→ Problem description: Each line below needs to be restated word for word.

→ Material provided:
((
PR #164, opened 2024-02-19
csgrep: Fix --prune-events option description

thoger:
Correct description of the --prune-events option for csgrep.  When this option is specified, events with the verbosity level matching the number specified as option argument are preserved, while the previous description indicated they were pruned.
))
→ Task answer:
PR #164, opened 2024-02-19
csgrep: Fix --prune-events option description

thoger:
Correct description of the --prune-events option for csgrep.  When this option is specified, events with the verbosity level matching the number specified as option argument are preserved, while the previous description indicated they were pruned.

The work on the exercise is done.